Benchmarks¶
ngboost-lightning uses the same natural gradient boosting algorithm as NGBoost. The speed difference comes entirely from LightGBM's histogram-based tree splitting versus scikit-learn's exact splitter.
Training Speed¶
Measured on synthetic regression data (10 features, Normal distribution, n_estimators=200, 3 trials averaged):
| n_samples | NGBoost (s) | ngboost-lightning (s) | Speedup |
|---|---|---|---|
| 10,000 | 8.0 | 3.0 | 2.7x |
| 50,000 | 44.0 | 4.8 | 9.2x |
| 100,000 | 93.3 | 7.0 | 13.4x |
The speedup grows with dataset size because LightGBM's histogram binning is O(n_samples) while exact splitting is O(n_samples * log(n_samples)).
Reproducing Benchmarks¶
Individual benchmarks:
uv run python -m benchmarks training # Training speed
uv run python -m benchmarks inference # Prediction speed
uv run python -m benchmarks scaling # Scaling with dataset size
uv run python -m benchmarks comparison # Full comparison with JSON output
uv run python -m benchmarks uci # UCI paper reproduction (Table 1)

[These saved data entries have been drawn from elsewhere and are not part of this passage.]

PR #9383, opened 2026-08-07
feat(core): add trusted device credential library

charIeszhao:
## Summary
Add tenant-scoped active trusted-device record queries for pagination, metadata updates, ownership-constrained deletion, and idempotent expiry cleanup.

Add the shared server-side credential library for 32-byte secret generation, SHA-256 hash storage, unsigned per-user host-only cookies, active-record validation, and cooldown-based opportunistic cleanup. Register both layers in the tenant context for later API and Experience integrations.

## Testing
Unit tests

## Checklist
- [ ] `.changeset`
- [x] unit tests
- [ ] integration tests

### DIFF
--- a/packages/core/src/libraries/trusted-device.ts
+++ b/packages/core/src/libraries/trusted-device.ts
@@ -1,0 +1,241 @@
+import { createHash, randomBytes, timingSafeEqual } from 'node:crypto';
+
+import { TrustedDevices } from '@logto/schemas';
+import { generateStandardId } from '@logto/shared';
+import { trySafe } from '@silverhand/essentials';
+import { type Context } from 'koa';
+
+import { EnvSet } from '#src/env-set/index.js';
+import type { TrustedDeviceMetadata, TrustedDeviceQueries } from '#src/queries/trusted-device.js';
+
+const trustedDeviceSecretByteLength = 32;
+const trustedDeviceSecretHashAlgorithm = 'sha256';
+const trustedDeviceCookiePrefix = 'logto-trusted-device-';
+const trustedDeviceCleanupCooldown = 5 * 60 * 1000;
+const trustedDeviceIdPattern = /^[\da-z]+$/;
+
+export type TrustedDeviceCookieContext = Readonly<{
+  cookies: Pick<Context['cookies'], 'get' | 'set'>;
+}>;
+
+type TrustedDeviceCredential = Readonly<{
+  id: string;
+  secret: string;
+}>;
+
+type TrustedDeviceLibraryOptions = Readonly<{
+  isProduction?: boolean;
+  cleanupCooldown?: number;
+}>;
+
+type CreateTrustedDeviceCredential = TrustedDeviceMetadata &
+  Readonly<{
+    ctx: TrustedDeviceCookieContext;
+    userId: string;
+    expiresAt: number;
+  }>;
+
+export const getTrustedDeviceCookieName = (
+  tenantId: string,
+  userId: string,
+  isProduction: boolean
+) => {
+  const subjectHash = createHash(trustedDeviceSecretHashAlgorithm)
+    .update(`${tenantId}:${userId}`)
+    .digest('base64url');
+  const name = `${trustedDeviceCookiePrefix}${subjectHash}`;
+
+  return isProduction ? `__Host-${name}` : name;
+};
+
+export const generateTrustedDeviceSecret = () =>
+  randomBytes(trustedDeviceSecretByteLength).toString('base64url');
+
+const decodeTrustedDeviceSecret = (secret: string) => {
+  if (!/^[\w-]+$/.test(secret)) {
+    return;
+  }
+
+  const decoded = Buffer.from(secret, 'base64url');
+
+  if (
+    decoded.byteLength !== trustedDeviceSecretByteLength ||
+    decoded.toString('base64url') !== secret
+  ) {
+    return;
+  }
+
+  return decoded;
+};
+
+const isTrustedDeviceId = (id: string) =>
+  TrustedDevices.guard.shape.id.safeParse(id).success && trustedDeviceIdPattern.test(id);
+
+const hashTrustedDeviceSecretBytes = (secret: Uint8Array) =>
+  createHash(trustedDeviceSecretHashAlgorithm).update(secret).digest();
+
+export const hashTrustedDeviceSecret = (secret: string) =>
+  hashTrustedDeviceSecretBytes(Buffer.from(secret, 'base64url'));
+
+export const verifyTrustedDeviceSecret = (secret: string, expectedHash: Uint8Array) => {
+  const decoded = decodeTrustedDeviceSecret(secret);
+
+  if (!decoded) {
+    return false;
+  }
+
+  const actualHash = hashTrustedDeviceSecretBytes(decoded);
+
+  return (
+    actualHash.byteLength === expectedHash.byteLength && timingSafeEqual(actualHash, expectedHash)
+  );
+};
+
+export const serializeTrustedDeviceCredential = ({ id, secret }: TrustedDeviceCredential) =>
+  `${id}.${secret}`;
+
+export const parseTrustedDeviceCredential = (
+  value: string
+): TrustedDeviceCredential | undefined => {
+  const [id, secret, extra] = value.split('.');
+
+  if (
+    !id ||
+    !isTrustedDeviceId(id) ||
+    !secret ||
+    extra !== undefined ||
+    !decodeTrustedDeviceSecret(secret)
+  ) {
+    return;
+  }
+
+  return { id, secret };
+};
+
+export const createTrustedDeviceLibrary = (
+  tenantId: string,
+  queries: TrustedDeviceQueries,
+  {
+    isProduction = EnvSet.values.isProduction,
+    cleanupCooldown = trustedDeviceCleanupCooldown,
+  }: TrustedDeviceLibraryOptions = {}
+) => {
+  // eslint-disable-next-line @silverhand/fp/no-let -- Track cooldown state within this tenant library instance.
+  let lastCleanupAt = 0;
+
+  const getCookieName = (userId: string) =>
+    getTrustedDeviceCookieName(tenantId, userId, isProduction);
+
+  const clearCredential = (ctx: TrustedDeviceCookieContext, userId: string) => {
+    ctx.cookies.set(getCookieName(userId), '', {
+      expires: new Date(0),
+      httpOnly: true,
+      maxAge: 0,
+      overwrite: true,
+      path: '/',
+      sameSite: 'lax',
+      secure: isProduction,
+      signed: false,
+    });
+  };
+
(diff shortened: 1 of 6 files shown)


packages/core/src/queries/trusted-device.ts
```diff
@@ -0,0 +1,119 @@
...
+    return this.pool.maybeOne<TrustedDevice>(sql`
+      select ${selectedFields}
+      from ${table}
+      where ${fields.id} = ${id}
+        and ${fields.userId} = ${userId}
+        and ${activePredicate}
+    `);
+  }
+
+  public async updateMetadataByIdAndUserId(
```
wangsijie, line 63: Please use `buildUpdateWhereWithPool` here. `$3` is `shouldReplaceLocation` — a boolean we know at build time, sent as a bind param and re-evaluated per row. And `coalesce(x, column)` is re-implementing what the builder already does: it skips `undefined` keys, and `where` takes multiple fields joined by `and`. `VerificationRecordQueries` uses it already.

```ts
public readonly update = buildUpdateWhereWithPool(this.pool)(TrustedDevices, true);

public async updateMetadataByIdAndUserId(
  id: string,
  userId: string,
  { userAgent, ip, country, city }: TrustedDeviceMetadata
) {
  // Location is replaced as a pair: a partial update would leave a stale city under a new country
  const location =
    country === undefined && city === undefined
      ? {}
      : { country: country ?? null, city: city ?? null };

  return this.update({
    set: { lastUsedAt: Date.now(), userAgent, ip, ...location },
    where: { id, userId },
  });
}
```

`lastUsedAt: Date.now()` works — timestamptz is a number on the JS side, same as the `expiresAt` you already pass to `insert`.

The one difference: `returning: true` throws `UpdateError` instead of returning `null` when nothing matches. If you need `maybeOne` semantics, keep the raw SQL — but the `coalesce`/`case` block should still go.

Separately: nothing calls this, and `validateCredential` doesn't refresh `lastUsedAt` on success. Wire it up there or drop it until the PR that needs it.

packages/core/src/queries/trusted-device.ts
```diff
@@ -0,0 +1,119 @@
+import { type TrustedDevice, TrustedDevices } from '@logto/schemas';
+import { type CommonQueryMethods, sql } from '@silverhand/slonik';
+
+import { buildInsertIntoWithPool } from '#src/database/insert-into.js';
+import { convertToIdentifiers } from '#src/utils/sql.js';
+
+const { table, fields } = convertToIdentifiers(TrustedDevices);
+const selectedFields = sql.join(Object.values(fields), sql`, `);
```
wangsijie: `expandFields(TrustedDevices)` from `#src/database/utils.js`.

packages/core/src/queries/trusted-device.ts
```diff
@@ -0,0 +1,119 @@
...
+  public async countActiveByUserId(userId: string) {
+    return Number(
+      await this.pool.oneFirst<string>(sql`
+        select count(*)
+        from ${table}
+        where ${fields.userId} = ${userId}
+          and ${activePredicate}
+      `)
+    );
+  }
```
wangsijie: Paginated reads return `[totalNumber, rows]` here — see `SchemaQueries.findAll` and `manyRows`. Two methods the caller has to combine breaks that. And `(userId, limit, offset)` with two bare numbers is easy to transpose; make it `{ limit, offset }`.

packages/core/src/queries/trusted-device.ts
```diff
@@ -0,0 +1,119 @@
...
+  public async deleteByIdAndUserId(id: string, userId: string) {
+    return this.pool.maybeOne<TrustedDevice>(sql`
+      delete from ${table}
+      where ${fields.id} = ${id}
+        and ${fields.userId} = ${userId}
+      returning ${selectedFields}
+    `);
+  }
+
+  public async deleteAllByTenant() {
```
wangsijie, line 102: Named `byTenant` but takes no tenant ID — it's relying on RLS via the tenant-scoped pool. Add a comment saying so.

packages/core/src/libraries/trusted-device.ts
```diff
@@ -0,0 +1,220 @@
...
+    decoded.byteLength !== trustedDeviceSecretByteLength ||
+    decoded.toString('base64url') !== secret
+  ) {
+    return;
+  }
+
+  return decoded;
+};
+
+export const hashTrustedDeviceSecret = (secret: string) => {
```
wangsijie: `Buffer | undefined` leaks into everything downstream — it's why `createCredential` carries an unreachable `throw new TypeError(...)` and why the tests are full of `?? Buffer.alloc(0)`. Split it: `hashSecret(secret): Buffer` for the generation path, where input is always valid, and `verifySecret(candidate, expected): boolean` that does its own format check and returns false on malformed input.

packages/core/src/libraries/trusted-device.ts
```diff
@@ -0,0 +1,220 @@
...
+
+export const serializeTrustedDeviceCredential = ({ id, secret }: TrustedDeviceCredential) =>
+  `${id}.${secret}`;
+
+export const parseTrustedDeviceCredential = (
+  value: string
+): TrustedDeviceCredential | undefined => {
+  const [id, secret, extra] = value.split('.');
+
+  if (!id || id.length > 21 || !secret || extra !== undefined || !hashTrustedDeviceSecret(secret)) {
```
wangsijie: `id.length > 21` hardcodes the `generateStandardId()` length. Reference the constant, or drop the check and let the lookup fail.

packages/core/src/libraries/trusted-device.ts
```diff
@@ -0,0 +1,220 @@
...
+
+  const cleanupExpired = async () => {
+    if (cleanupMarker.has(tenantId)) {
+      return;
+    }
+
+    cleanupMarker.set(tenantId, true);
+
+    return trySafe(async () => queries.deleteExpiredByTenant());
+  };
```
wangsijie, line 177: `Libraries` is per-tenant, so this cache holds exactly one key — a `lastCleanupAt` number does the same job. Separately, the marker is set before the query runs and never cleared on failure, so a failed cleanup is skipped for the whole cooldown. If that's intended, say so in a comment.

packages/core/src/libraries/trusted-device.ts
```diff
@@ -0,0 +1,220 @@
...
+}>;
+
+type CreateTrustedDeviceCredential = TrustedDeviceMetadata &
+  Readonly<{
+    ctx: TrustedDeviceCookieContext;
+    userId: string;
+    expiresAt: number;
+  }>;
+
+export const getTrustedDeviceCookieName = (
```
wangsijie, line 38: Non-blocking: the cookie name is per user, so a browser that has signed into N accounts on this tenant keeps N cookies until each expires. Browsers cap around 180 per domain — fine in practice, just flagging it for shared devices.

charIeszhao: This is OK by current design.

packages/core/src/queries/trusted-device.ts
charIeszhao: Updated to `buildUpdateWhereWithPool(...)(TrustedDevices, true)` and preserved pairwise location replacement. I am intentionally not updating metadata in `validateCredential`: validation can happen before the interaction completes, while trusted-device usage metadata should only be refreshed after a successful sign-in. The query method stays because LOG-13974 defines that persistence operation for the follow-up interaction integration.

packages/core/src/queries/trusted-device.ts
charIeszhao: Combined count and list into `findActiveByUserId(userId, { limit, offset })`, returning `[totalNumber, rows]`, and reused `manyRows`.

packages/core/src/libraries/trusted-device.ts
charIeszhao: Replaced the single-entry `TtlCache` with instance-local `lastCleanupAt`; a failed cleanup now resets the marker and retries at the next opportunity, covered by a regression test.

packages/core/src/queries/trusted-device.ts
charIeszhao: Updated all trusted-device projections to reuse `expandFields(TrustedDevices)`.

packages/core/src/queries/trusted-device.ts
charIeszhao: Added comments to both tenant-wide delete methods documenting RLS and tenant-scoped pool isolation.

packages/core/src/libraries/trusted-device.ts
charIeszhao: Dropped the generated ID length check; malformed or missing IDs are rejected, while other IDs simply miss the lookup.

packages/core/src/libraries/trusted-device.ts
```diff
@@ -0,0 +1,230 @@
...
+export const parseTrustedDeviceCredential = (
+  value: string
+): TrustedDeviceCredential | undefined => {
+  const [id, secret, extra] = value.split('.');
+
+  if (!id || !secret || extra !== undefined || !decodeTrustedDeviceSecret(secret)) {
+    return;
+  }
+
+  return { id, secret };
```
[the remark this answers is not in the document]
charIeszhao: Handled at the credential parsing boundary. The parser now checks the ID against `TrustedDevices.guard.shape.id` for the DB-backed length bound and a lowercase-alphanumeric pattern before querying. Invalid cookies are cleared without calling `findActiveByIdAndUserId`; a regression test covers a 22-character ID.

packages/core/src/tenants/Libraries.ts
```diff
@@ -82,6 +83,8 @@ export default class Libraries {
 
   customProfileFields = createCustomProfileFieldsLibrary(this.queries);
 
+  trustedDevices = createTrustedDeviceLibrary(this.tenantId, this.queries.trustedDevices);
+
```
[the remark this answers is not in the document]
charIeszhao: Guarded the `trustedDevices` library registration with `EnvSet.values.isDevFeaturesEnabled` and added the feature comment. No changeset is included because this remains a dev feature.

packages/core/src/tenants/Libraries.ts
```diff
@@ -82,6 +84,11 @@ export default class Libraries {
 
   customProfileFields = createCustomProfileFieldsLibrary(this.queries);
 
+  // Trusted device
+  trustedDevices = EnvSet.values.isDevFeaturesEnabled
```
wangsijie: We usually guard routes instead of libraries

wangsijie (approved):

packages/core/src/tenants/Libraries.ts
charIeszhao: Agreed. Removed the `EnvSet` guard from `Libraries` and restored unconditional library construction. Feature exposure remains guarded at the routes/API boundaries, while the internal library and query dependencies stay available to those guarded consumers.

UCI Regression Benchmarks (Table 1 Reproduction)¶
Head-to-head comparison on the 10 UCI regression datasets from the NGBoost paper (Duan et al. 2019, Table 1). Each dataset uses the same hyperparameters and cross-validation protocol as the original paper: random 90/10 train/test splits with a further 80/20 train/val split for early stopping (50 rounds). Ordered by training set size to show the crossover point — ngboost-lightning pays fixed LightGBM overhead on tiny datasets, but dominates as N grows.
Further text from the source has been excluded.